Machine Learning in the Bandit Setting: Algorithms, Evaluation, and Case Studies

Much of machine-learning research is about discovering patterns—building intelligent agents that learn to predict future accurately from historical data. While this paradigm has been extremely successful in numerous applications, complex real-world problems such as content recommendation on the Internet often require the agents to learn to act optimally through autonomous interaction with the world they live in, a problem known as reinforcement learning.

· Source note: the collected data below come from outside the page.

PR #273, opened 2023-10-22
Rework history layout and delete alerts

dnzxy:
* Changes information display for entire history (alignment of text)
* Removes ⓧ icon from treatments and adds standard iOS swipe-to-delete behaviour
* Adds proper descriptive message when deleting FPU entries with the sum of carb equivalents that are to be deleted

This feature was inititally proposed through PR https://github.com/Artificial-Pancreas/iAPS/pull/236. Please see that PR for user feedback (about a dozen people have tested this) and test feedback.

| OLD VIEW | dark & light mode | NEW VIEW | dark & light mode |
|--------|--------|--------|--------|
| image | image | image | image |
| image | image | image | image |
| image | image | image | image |


dnzxy:
@Jon-b-m Can we have a look at this one? If this one gets in, I can pull the then-updated `dev` into the other PRs, update them, and we can get them going too  🚀  The swipe-to-delete behaviour is content of this PR, as I split up the other PR into as small as possible parts, so this needs to get in first, then PR #271 (insulin dialog) and PR #272 (glucose dialog) can follow 😄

Using a news recommendation module on Yahoo!’s front page as a running example, the majority of the talk focuses on the special case of contextual bandits that have gained substantial interests recently due to their broad applications. We will highlight a fundamental challenge known as the exploration/exploitation tradeoff, present a few newly developed algorithms with strong theoretical guarantees, and demonstrate their empirical effectiveness for personalizing content recommendation at Yahoo!. At the end of the talk, we will also summarize (briefly) our earlier work on provably data-efficient algorithms for more general reinforcement-learning problems modeled as Markov decision processes.

Speaker Biography

Lihong Li is a Research Scientist in the Machine Learning group at Yahoo! Research. He obtained a PhD degree in Computer Science from Rutgers University, advised by Michael Littman. Before that, he obtained a MSc degree from the University of Alberta, advised by Vadim Bulitko and Russell Greiner, and BE from the Tsinghua University. In the summers of 2006-2008, he enjoyed interning at Google, Yahoo! Research, and AT&T Shannon Labs, respectively. His main research interests are in machine learning with interaction, including reinforcement learning, multi-armed bandits, online learning, active learning, and their numerous applications on the Internet. He is the winner of an ICML'08 Best Student Paper Award, a WSDM'11 Best Paper Award, and an AISTATS'11 Notable Paper Award.